Kind of felt like a rebuilding year. Not a whole lot of new and exciting things, keynote was pretty much the same Prism demo as last year. The SaaS propaganda was curiously absent.
There was another great one along the same “advanced ways to deal with Application Studio” theme…
@James_OToole did a session on editing the app layer json directly and updating the layer with a REST call.
It seems stuff like this is the only way to get something truly advanced done in application studio. I still wish I could just write code to get it done but at least now I feel confident that I have tactics like these to convert some of our more gnarly classic customizations.
Classic sunset at 2026.1 is firm so those of us with reluctant Classic users need to put on the pressure. We have a few here . Staying with the theme of Kinetic UI conversions, I picked up some great tips from other users / sessions to hopefully be able to make the transition easier for those users too.
This was very good. I learned from him that the published layers are in the Content column and the unpublished are kept in CHARACTER03. He then used Kinetic’s built-in Publish method to move it.
Now, he was using the GENXXX endpoint, but I wonder if one could use the Ice.LIB.MetaFXSvc with the GetApp method to retrieve the JSON:
and the SaveApp and PublishApp to persist the changes.
InportApp and ExportApp methods are also available. I can also imagine this as a VSCode extension. Heck that would allow us to use source control right there.

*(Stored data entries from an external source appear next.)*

PR #439, opened 2021-07-10
Apply dependencies update

jerome-benoit:

## PR Checklist

- [ ] If your changes contain any new feature please be sure to document it.

- [ ] Yes
- [x] No

---


src/pools/abstract-pool.ts
```diff
@@ -100,7 +100,8 @@ export abstract class AbstractPool<
   Worker extends IWorker,
   Data = unknown,
   Response = unknown
-> implements IPoolInternal<Worker, Data, Response> {
+> implements IPoolInternal<Worker, Data, Response>
```
Shinigami92, line 103: I'm unsure if you forget to run prettier after its update or eslint is configured wrongly :thinking:  
This or that, what do you think about `git hooks`?

jerome-benoit: It's the result of `npm run format`.

Shinigami92: Okay, I don't care anymore :shrug: 
IMO the project setup for prettier is already to complex
And I'm not so much interested in poolifier anymore

IMO @pioardi Should just give you owner rights and you can potentially overtake this repo

Shinigami92 (approved):

src/pools/abstract-pool.ts
jerome-benoit: Something have probably changed in the latest prettier or prettierx version. I think eslint still expect the parenthesis to be on the same line, but I guess eslint can be configured to expect the same. 

I hope your interest loss in poolifier is temporary ... 

If you find an interest to fix it, you can make a PR on top of that one ;)

Shinigami92: I think eslint may just respect prettier default but not prettierx and these "standard" formatting rules that really few projects depend on out there
prettier is intended to format code in a way so teams don't need to talk about formatting anymore, but manipulating it with stuff like prettierx and forcing it to do what you (@pioardi) personally wants breaks things like this

So maybe we could remove prettier and let chaos just being (and so I will also leave the project), or we could try to configure it that it just works out of the box without extra stuff like _"standard"_
But even in the second path, I personally current have any projects anymore that uses poolifier and I also don't have the knowledge about clusters and pools and stuff and I'm no node developer but a frontend developer writing single page applications...

And I'm involved in many other projects like vite, @prettier/plugin-pug, eslint-define-config and other stuff
So yeah, I can try to review poolifier from time to time, but I don't know if I could maintain it, you know...

Shinigami92: My frustration doesn't only come from prettier(x) and so on, but also the not working pipeline/ci setup
We could try renovate instead, but I think this will result in the same problem from sonarcloud

And pioardi is so much absend that I'm question myself if he wants to give the project into your hands
You jerome do such a great job and keep the repo up and running

jerome-benoit: For the formatting, I think the project can live with relying on `npm run format` as the correct formatting for the time being. And fix eslint later on. 

For the other topics, I can't say more about it. I think an organisation should be created to allow real co-maintenance with @pioardi (rights issue with repo under personal account
) and that repo to be migrated under it. And access to CI tools given also to me so I will be able to fully co-maintain poolifier and fix issues when @pioardi is not available.

PR #14320, opened 2026-04-23
Fix llm_id validation for image2text Gemini usage.

lokinhh:
Allow chat assistant llm_id validation to accept image2text models and resolve chat model config using actual llm type so Gemini vision models no longer fail with misleading doesn't-exist errors.

Made-with: Cursor

RAGFlow currently validates chat assistant llm_id too strictly against model_type=chat, causing code 102 ("llm_id ... doesn't exist") when users configure Gemini as image2text. This PR allows llm_id validation to accept both chat and image2text, and resolves runtime model config based on the actual llm type, so Gemini vision models can be used without misleading validation errors.

### Type of change


JinHai-CN:
@lokinhh I will close this PR, if you are still working on this PR, please re-open it.

PR #14331, opened 2026-04-23
Fix: allow use image2text as chat model

Lynn-Inf:

Allow image2text models (multimodal) to be used as chat models.

### Type of change


Magicbook1108 (approved):
LGTM

PR #14339, opened 2026-04-23
Fix: Blob storage connector downloads unsupported file types

### LINKED ISSUE #14338: [Bug]: Blob storage datasets download unsupported file types instead of filtering them
### Self Checks

a33d0737

### RAGFlow image version

v0.25.0

```Markdown
- Storage backend: S3 / S3-compatible storage
- Deployment: Docker / Docker Compose
- Others: The bucket or prefix contains both supported document files and unsupported files.
```

### Actual behavior

When syncing a Blob storage dataset, RAGFlow lists objects from the bucket/prefix and downloads files even if their file extensions are not supported by the ingestion pipeline.

Unsupported files are not filtered before download. This causes unnecessary object downloads, slower synchronization, extra bandwidth usage, and confusing sync behavior when a bucket contains mixed file types.

### Expected behavior

Blob storage datasets should skip unsupported file types before downloading objects.

The connector should only download files with supported extensions. Unsupported files, image files when image ingestion is not enabled, unknown extensions, and files without extensions should be skipped during object listing/collection.

### Steps to reproduce

```Markdown
1. Configure a Blob storage dataset, such as S3 or S3-compatible storage.
2. Use a bucket or prefix that contains both supported files and unsupported files.
3. Example supported files: `guide.pdf`, `notes.md`.
4. Example unsupported files: `archive.zip`, `image.png`, `data.parquet`, `binary.bin`, `README` without extension.
5. Start dataset synchronization.
6. Observe that unsupported objects are still considered by the Blob storage connector and may be downloaded before being rejected later.
```

### Additional information

The existing helper `is_accepted_file_ext` in `common/data_source/utils.py` already defines supported file extensions.

A possible fix is to add extension validation in `BlobStorageConnector` before calling the object download API, so unsupported files are skipped early.

spider-yamet:

Fixes #14338.

`BlobStorageConnector._yield_blob_objects` currently enumerates every object returned by `list_objects_v2` and calls `download_object` on it, regardless of file extension. Unsupported types (e.g. `.zip`, `.exe`, `.mp4`, archive files)
are only rejected much later in the pipeline, after they have been fully downloaded from S3/MinIO/R2/GCS and instantiated as `Document` objects.

Consequences reported in the issue:

- Wasted bandwidth and storage egress cost on every sync.
- Long sync times on buckets containing many unsupported binaries.
- Memory pressure for large unsupported objects.
- Noisy logs where every unsupported file is downloaded only to be discarded.

All other connectors in `common/data_source/` (e.g. `WebDAVConnector`, and the pattern added broadly in #13802 "Add file type validation") perform the extension check **before** fetching the object, using `get_file_ext` + `is_accepted_file_ext(..., OnyxExtensionType.*)`. The blob connector was the remaining outlier.

### Root cause

`_yield_blob_objects` had no extension guard; the only filter on listing was the `LastModified` window and the trailing-`/` directory-marker check.

### Fix

Align `BlobStorageConnector` with the pattern used by the other connectors:

- Add `_build_extension_type()` and `_is_supported_file(file_name)` helpers  on `BlobStorageConnector`, mirroring `WebDAVConnector`.
- In `_yield_blob_objects`, check each object `Key` against  `_is_supported_file()` **before** it is appended to the download batch, and  emit an aggregate `INFO` log with the skip count per bucket for  observability.
- Keep a second defense-in-depth extension check just before  `download_object`, so direct callers of the per-object path cannot regress  the behavior.
- Respect `allow_images`: multimedia extensions are only accepted when  `set_allow_images(True)` has been called, matching the semantics of the  other connectors.

### DIFF
--- a/common/data_source/blob_connector.py
+++ b/common/data_source/blob_connector.py
@@ -149,14 +149,15 @@ class BlobStorageConnector(LoadConnector, PollConnector):
                 key = obj["Key"]
                 if key.endswith("/"):
                     continue
+                last_modified = obj["LastModified"].replace(tzinfo=timezone.utc)
+                if not (start < last_modified <= end):
+                    continue
                 file_name = os.path.basename(key)
                 if not self._is_supported_file(file_name):
                     skipped_unsupported += 1
                     logging.debug(f"Skipping '{key}' due to unsupported file extension.")
                     continue
-                last_modified = obj["LastModified"].replace(tzinfo=timezone.utc)
-                if start < last_modified <= end:
-                    all_objects.append(obj)
+                all_objects.append(obj)
 
         if skipped_unsupported:
             logging.info(
--- a/common/data_source/blob_connector.py
+++ b/common/data_source/blob_connector.py
@@ -10,6 +10,7 @@ from common.data_source.utils import (
     download_object,
     extract_size_bytes,
     get_file_ext,
+    is_accepted_file_ext,
 )
 from common.data_source.config import BlobType, DocumentSource, BLOB_STORAGE_SIZE_THRESHOLD, INDEX_BATCH_SIZE
 from common.data_source.exceptions import (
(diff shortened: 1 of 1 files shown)


spider-yamet:
@yingfeng could you please assign the review of this PR? :)

6ba3i:
hello @spider-yamet ! Unfortunately for this pr it was something i was already working on and your changes are not really aligned with what i was going for, thank you for your contribution though !

PR #14347, opened 2026-04-24
fix: add bucket prefix to Azure Blob SPN and SAS storage operations

### LINKED ISSUE #14159: Azure Blob SPN storage: files from different datasets can overwrite each other due to missing bucket prefix
## Bug Description

When using Azure Blob storage with SPN authentication, files from different datasets can overwrite each other if they share the same filename. This is because the `put()` method in `azure_spn_conn.py` ignores the `bucket` parameter entirely and stores files flat using only the filename:

```python
f = self.conn.create_file(fnm)
```

## Expected Behavior

In contrast, the MinIO and S3 implementations prepend the bucket (typically the knowledge base ID) as a path prefix, creating logical folder isolation like `{kb_id}/{filename}`. This prevents filename collisions between files across different datasets.

## Impact

With Azure SPN as-is, files with the same name from different datasets will overwrite each other in Azure Blob storage.

## Workaround

Modify `azure_spn_conn.py` to prepend the bucket parameter to the file path. For example, change the `put()` method from:

```python
f = self.conn.create_file(fnm)
```

to:

```python
f = self.conn.create_file(f"{bucket}/{fnm}")
```

Apply the same `bucket/` prefix pattern to `get()`, `rm()`, `obj_exist()`, and `get_presigned_url()` as well so all operations use consistent paths.

## Additional Note

The same issue likely exists in the Azure SAS implementation (`azure_sas_conn.py`), so that file should also be checked if Azure SAS authentication is planned for use.

D2758695161:
## Summary

Fixes file collision between different datasets when using Azure Blob storage (SPN or SAS authentication).

## Bug

azure_spn_conn.py and zure_sas_conn.py ignored the ucket parameter entirely, storing all files flat with just the filename. This caused files with the same name from different datasets (knowledge bases) to overwrite each other.

## Fix

Prepend bucket/ as a path prefix in all methods (put, 
m, get, obj_exist, get_presigned_url, health) to match the behavior of MinIO and S3 implementations.

## Changes

- **rag/utils/azure_spn_conn.py**: Added {bucket}/ prefix to file paths in all operations
- **rag/utils/azure_sas_conn.py**: Same fix applied for consistency (also noted in the original issue)

## Testing

Manual verification: files from different datasets now stored under distinct bucket/ prefixes, preventing collisions.

Fixes #14159


Magicbook1108:
Can you provide screen shots to proof your modification valid ?

rag/utils/azure_spn_conn.py
```diff
@@ -110,7 +110,8 @@ def obj_exist(self, bucket, fnm):
     def get_presigned_url(self, bucket, fnm, expires):
         for _ in range(10):
             try:
-                return self.conn.get_presigned_url("GET", bucket, fnm, expires)
```
JinHai-CN: Why change it to self.conn.get_file_client?

rag/utils/azure_sas_conn.py
```diff
@@ -49,47 +49,47 @@ def __close__(self):
...
-            return self.conn.get_blob_client(fnm).exists()
+            return self.conn.get_blob_client(f"{bucket}/{fnm}").exists()
         except Exception:
             logging.exception(f"Fail put {bucket}/{fnm}")
         return False
 
     def get_presigned_url(self, bucket, fnm, expires):
         for _ in range(10):
             try:
-                return self.conn.get_presigned_url("GET", bucket, fnm, expires)
```
JinHai-CN: Why change it to self.conn.get_blob_client(f"{bucket}/{fnm}").url?

Magicbook1108 (approved):
LGTM

PR #14357, opened 2026-04-24
Fix blob sync: skip unsupported files before download

### LINKED ISSUE #14338: [Bug]: Blob storage datasets download unsupported file types instead of filtering them

6ba3i:

Blob storage sync was downloading unsupported files first and rejecting them later, which wasted bandwidth and made sync slower. This PR skips unsupported extensions before download and applies `allow_images` in blob sync. fixes #14338

### Type of change

### DIFF
--- a/common/data_source/blob_connector.py
+++ b/common/data_source/blob_connector.py
@@ -10,6 +10,7 @@ from common.data_source.utils import (
     download_object,
     extract_size_bytes,
     get_file_ext,
+    is_accepted_file_ext,
 )
 from common.data_source.config import BlobType, DocumentSource, BLOB_STORAGE_SIZE_THRESHOLD, INDEX_BATCH_SIZE
 from common.data_source.exceptions import (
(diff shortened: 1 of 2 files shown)


Magicbook1108 (approved):
LGTM

Issue #14371, opened 2026-04-25
[Bug]:  File parsing fails after upgrade from v0.24.0 to v0.25.0 - KeyError: 'properties' in metadata generation


LijiaTong:
### Self Checks

- [x] I have searched for existing issues [search for existing issues](https://github.com/infiniflow/ragflow/issues), including closed ones.
- [x] I confirm that I am using English to submit this report ([Language Policy](https://github.com/infiniflow/ragflow/issues/5910)).
- [x] Non-english title submitions will be closed directly ( 非英文标题的提交将会被直接关闭 ) ([Language Policy](https://github.com/infiniflow/ragflow/issues/5910)).
- [x] Please do not modify this template :) and fill in all the required fields.

### RAGFlow workspace code commit ID

NA

### RAGFlow image version

0.25.0

### Other environment information

```Markdown
RAGFlow Version: 0.25.0 (upgraded from 0.24.0)
Python Version: 3.12.12
OS: Linux (x86_64)
```

### Actual behavior

After upgrading RAGFlow from version 0.24.0 to 0.25.0, file parsing tasks are failing with a KeyError when attempting to generate metadata. The error occurs in the gen_metadata function when trying to access the properties key in the schema dictionary.

### Expected behavior

File parsing should complete successfully after upgrade, with metadata generation working as it did in version 0.24.0.

### Steps to reproduce

```Markdown
Install RAGFlow version 0.24.0
Process files successfully to confirm working state
Upgrade to RAGFlow version 0.25.0
Attempt to parse/upload files
Observe the error in task execution logs
```

### Additional information

Traceback (most recent call last):
  File "/ragflow/rag/svr/task_executor.py", line 1285, in handle_task
    await do_handle_task(task)
  File "/ragflow/common/connection_utils.py", line 74, in async_wrapper
    return await func(*args, **kwargs)
           ^^^^^^^^^^^^^^^^^^^^^^^^^^^
  File "/ragflow/rag/svr/task_executor.py", line 1182, in do_handle_task
    chunks = await build_chunks(task, progress_callback)
             ^^^^^^^^^^^^^^^^^^^^^^^^^^^^^^^^^^^^^^^^^^^
  File "/ragflow/common/connection_utils.py", line 74, in async_wrapper
    return await func(*args, **kwargs)
           ^^^^^^^^^^^^^^^^^^^^^^^^^^^
  File "/ragflow/rag/svr/task_executor.py", line 437, in build_chunks
[...]

PR #14383, opened 2026-04-27
Fix metadata parsing regression for upgraded v0.24 datasets

6ba3i:

This PR fixes issue #14371 where file parsing failed after upgrading from v0.24.0 to v0.25.0, because metadata config could be a JSON Schema object but was handled like a list and later caused `KeyError: 'properties'`.  

### Type of change


LijiaTong:
Fix confirmed – metadata parsing & deletion work perfectly

Your patch works great. After rebuilding the image with your fix, files can now be parsed successfully, metadata displays correctly, and deletion also works as expected.

One small note for accuracy: the original async def gen_metadata_task function in /ragflow/rag/svr/task_executor.py is located around lines 429–444 (not exactly 417--429). But the fix itself is solid.

Thank you for your prompt help!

(For those still playing the DevOps drinking game…)
You can, be very careful with that endpoint though. You cannot have a crash. (if you are intercepting that is) Classic won’t be around to save your ass forever. (To turn off your shitty bpm lol)
I’ll have to get the slides and see what he was doing. Sounds a little like KevinWillett to me
Starting with 2026.1 development will be implementing a more CI/CD approach with upgrades, they say they will begin to push smaller feature updates instead of these big biannual releases.
Going along with CI/CD, the Epicor Test Recoder tool was pretty neat to see in action. Gunna start needing this for testing upgrades.
Wasn’t expecting to come away with anything, but I didn’t know about this checkbox that lets you rearrange your layout like the homepage and gets rid of a lot of the gaps between panels.
@Callum_Stott noted that Test Recoder is built on WebdriverIO, so you can get more information about it if you want. Here’s a comparison to a tool like PlayWright.
Thanks Mark! I had begun diving into playwright but got pulled off. I do think playwright is more robust that this Epicor offering in its current state.
FWIW, I wore my got DevOps shirt at the rehearsal of Tuesday’s Road To Manufacturing. The Epicor CIO (Arturo Buzzalino) loved it. After the concert, he said it would get some attention. I told him it’s a big idea and will need to be broken down into more manageable stories. But he seemed pretty committed to the concept nonetheless. We’ll see.